Les autres professeurs n'ajoutèrent rien. Madame Hatmon n'y était pas allez de main morte. Pia tremblait. Elle renifla et essuya ses yeux larmoyants, profondément humiliée. Le rouquin sentit les premières crampes dans son dos et s'agita sur sa chaise, mal à l'aise, compatissant presque pour Blondie.

- Hmm... Je veux bien le faire. Enfin, si ça te dit toujours, dit-il en prenant sur lui.

Il n'en fallut pas plus pour que la jeune fille explose en sanglots, donnant l'envie à Louis de prendre ses jambes à son cou. Quand elle se fut calmée, tout le monde était gêné. Elle considéra tour à tour l'adolescent et les enseignants, puis acquiesça tristement en fixant le sol.

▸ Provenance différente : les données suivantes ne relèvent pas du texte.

PR #672, opened 2022-08-26
Add DateTime operators to SYSTEMTIME

### LINKED ISSUE #667: Add `DateTime` operators to `SYSTEMTIME`
Issue came up in a PR(https://github.com/dotnet/winforms/pull/7662) as apart of the winforms conversion effort.

https://github.com/dotnet/winforms/blob/74e08305a520abc8cf176350072784c6d8d98ddc/src/System.Windows.Forms.Primitives/src/Windows/Win32/Foundation/SYSTEMTIME.cs

https://github.com/dotnet/winforms/issues/7468

elachlan:
Fixes #667 and #673

### DIFF
--- a/src/Microsoft.Windows.CsWin32/Generator.cs
+++ b/src/Microsoft.Windows.CsWin32/Generator.cs
@@ -3726,6 +3726,7 @@ public class Generator : IDisposable
         {
             case "RECT":
             case "SIZE":
+            case "SYSTEMTIME":
                 members.AddRange(this.ExtractMembersFromTemplate(name.Identifier.ValueText));
                 break;
             default:
@@ -6315,6 +6316,28 @@ public class Generator : IDisposable
 
         public override SyntaxNode? VisitExpressionStatement(ExpressionStatementSyntax node) => base.VisitExpressionStatement(this.WithIndentingTrivia(node));
 
+        public override SyntaxNode? VisitInitializerExpression(InitializerExpressionSyntax node)
+        {
+            node = node
+                .WithOpenBraceToken(Token(TriviaList(this.IndentTrivia), SyntaxKind.OpenBraceToken, TriviaList(LineFeed)))
+                .WithCloseBraceToken(Token(TriviaList(this.IndentTrivia), SyntaxKind.CloseBraceToken, TriviaList(LineFeed)))
+                .WithTrailingTrivia(TriviaList());
+            using var indent = new Indent(this);
+            return base.VisitInitializerExpression(node);
+        }
+
+        public override SyntaxNode? VisitAssignmentExpression(AssignmentExpressionSyntax node)
+        {
+            if (node.Parent is InitializerExpressionSyntax)
+            {
+                return base.VisitAssignmentExpression(this.WithIndentingTrivia(node));
+            }
+            else
+            {
+                return base.VisitAssignmentExpression(node);
+            }
+        }
+
         public override SyntaxNode? VisitTryStatement(TryStatementSyntax node) => base.VisitTryStatement(this.WithIndentingTrivia(node));
 
         public override SyntaxNode? VisitFinallyClause(FinallyClauseSyntax node) => base.VisitFinallyClause(this.WithIndentingTrivia(node));
@@ -6389,7 +6412,10 @@ public class Generator : IDisposable
             }
         }
 
-        public override SyntaxNode? VisitReturnStatement(ReturnStatementSyntax node) => base.VisitReturnStatement(node.WithLeadingTrivia(this.IndentTrivia));
+        public override SyntaxNode? VisitReturnStatement(ReturnStatementSyntax node)
+        {
+            return base.VisitReturnStatement(this.WithIndentingTrivia(node));
+        }
 
         public override SyntaxToken VisitToken(SyntaxToken token)
         {
--- a/src/Microsoft.Windows.CsWin32/templates/SYSTEMTIME.cs
+++ b/src/Microsoft.Windows.CsWin32/templates/SYSTEMTIME.cs
@@ -1,0 +1,42 @@
+﻿partial struct SYSTEMTIME
+	: IEquatable<SYSTEMTIME>
+{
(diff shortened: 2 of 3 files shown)


src/Microsoft.Windows.CsWin32/Generator.cs
```diff
@@ -3726,6 +3726,7 @@ private StructDeclarationSyntax DeclareStruct(TypeDefinitionHandle typeDefHandle
         {
             case "RECT":
             case "SIZE":
+            case "SYSTEMTIME":
```
AArnott, line 3729: Given this now has special behavior, can you please add a test that generates only `SYSTEMTIME` and ensures no compiler diagnostics are produced? There are several similar tests already in existence for you to copy. In fact if we don't already have a `[Theory]` for all these templated APIs, could you add one theory method for all these templated APIs?

src/Microsoft.Windows.CsWin32/templates/SYSTEMTIME.cs
```diff
@@ -0,0 +1,28 @@
+﻿partial struct SYSTEMTIME
+{
+	public static implicit operator global::System.DateTime(SYSTEMTIME sysTime)
+	{
+		if (sysTime.wYear <= 0 || sysTime.wMonth <= 0 || sysTime.wDay <= 0)
+		{
+			Debug.Fail("Incorrect SYSTEMTIME info!");
+			return global::System.DateTime.MinValue;
+		}
+
```
AArnott, line 10: I don't think this is acceptable to just return `DateTime.MinValue` in an error condition. For WinForms they're free to swallow errors if they want, but we can't do that in a general system like this.

An interesting scenario that this check includes (among others) is `default(SYSTEMTIME)`, which evidently cannot be converted. Maybe we could do something special where we say `if (sysTime == default) return default;` in both conversion operators. Then at least structs with all zeros can convert between each other with no information loss and no exception. At that point, exceptions only get thrown when there is actually invalid data set into the struct.
Thoughts?

src/Microsoft.Windows.CsWin32/templates/SYSTEMTIME.cs
```diff
@@ -0,0 +1,28 @@
...
+	public static implicit operator SYSTEMTIME(global::System.DateTime time) => new SYSTEMTIME
+	{
+		wYear = (ushort)time.Year,
+		wMonth = (ushort)time.Month,
+		wDayOfWeek = (ushort)time.DayOfWeek,
+		wDay = (ushort)time.Day,
+		wHour = (ushort)time.Hour,
+		wMinute = (ushort)time.Minute,
+		wSecond = (ushort)time.Second,
+		wMilliseconds = (ushort)time.Millisecond
```
AArnott, line 26: All these should be surrounded with a `checked { }` block since we're truncating values. While we may not expect *valid* values to ever exceed `ushort.MaxValue`, this code shouldn't be the means of silently truncating invalid values into something that may appear to be more acceptable.

AArnott (changes requested):
Thanks for getting this started.

src/Microsoft.Windows.CsWin32/templates/SYSTEMTIME.cs
AArnott: As an aside, given this will be different behavior from what WinForms was used to, we should call out to them when they adopt this that it's different, and they should carefully review where they rely on their old implicit conversion operator to avoid regressions. 
This BTW is an argument for not declaring implicit operators except where they can be trivially implemented. I'm still on the fence as to whether these should be implicit or explicit. When explicit, it would be far easier for WinForms to audit their code (because errors will be everywhere they used to use their implicit ones) and either allow use of an explicit operator or call into a method they define that retains their old proprietary behavior.

elachlan: I think I have implemented what you asked. Did we want to keep the default and the year/month/day comparison separate and throw an exception when those values are invalid?

I think they should be explicit. SYSTEMTIME for year "The valid values for this member are 1601 through 30827."
https://docs.microsoft.com/en-us/windows/win32/api/minwinbase/ns-minwinbase-systemtime

For DateTime "The year, between 1 and 9999."
https://docs.microsoft.com/en-us/dotnet/api/system.datetime.year?view=net-6.0

We **will** get data loss when converting between them.

src/Microsoft.Windows.CsWin32/templates/SYSTEMTIME.cs
```diff
@@ -0,0 +1,75 @@
...
+			return default;
+		}
+
+		// DateTime gets DayOfWeek automatically
+		return new global::System.DateTime(sysTime.wYear,
+			sysTime.wMonth, sysTime.wDay, sysTime.wHour,
+			sysTime.wMinute, sysTime.wSecond, sysTime.wMilliseconds);
+	}
+
+	public static explicit operator SYSTEMTIME(global::System.DateTime time)
```
elachlan, line 56: This could maybe be implicit. But if it is ever used in interop it might cause issues because the minimum value for year is `1601`.
https://docs.microsoft.com/en-us/windows/win32/api/minwinbase/ns-minwinbase-systemtime

src/Microsoft.Windows.CsWin32/templates/SYSTEMTIME.cs
AArnott: > We will get data loss when converting between them.

If data loss is inevitable, they should *not* be `implicit` conversion operators.
If we work for all arguably valid data, and can throw in the unconvertible cases, that *may* qualify for implicit operators.
Otherwise, explicit operators would probably be better.

AArnott:
@elachlan I'm on jury duty last week and next week, FYI. So my participation will be weak and delayed through the end of that.

src/Microsoft.Windows.CsWin32/templates/SYSTEMTIME.cs
AArnott: Let's leave it as explicit for now. It's safer to move from explicit to implicit later than the other way around.

AArnott (approved):

AArnott:
Thanks, @elachlan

- Bien, relança Madame Hatmon d'une voix plus aimable. Je vous laisse convenir du lieu de vos réunions. Il faudra que cela soit hebdomadaire et régulier pour que votre rythme de vie n'en soit pas perturbé et que Louis apprenne rapidement tout ce qu'il doit savoir. Pia, vous pouvez bien sûr nous consulter à tout moment, poursuivit-elle en désignant poliment ses collègues. Si vous avez des incertitudes, que vous hésitez sur la manière d'aborder un sujet, n'hésitez pas à requérir notre aide.

Blondie acquiesça encore, le regard vide, toujours perdu au sol.

Puis on se leva - en silence - pour se rediriger vers le théâtre.

La pause avait été plus longue que prévu.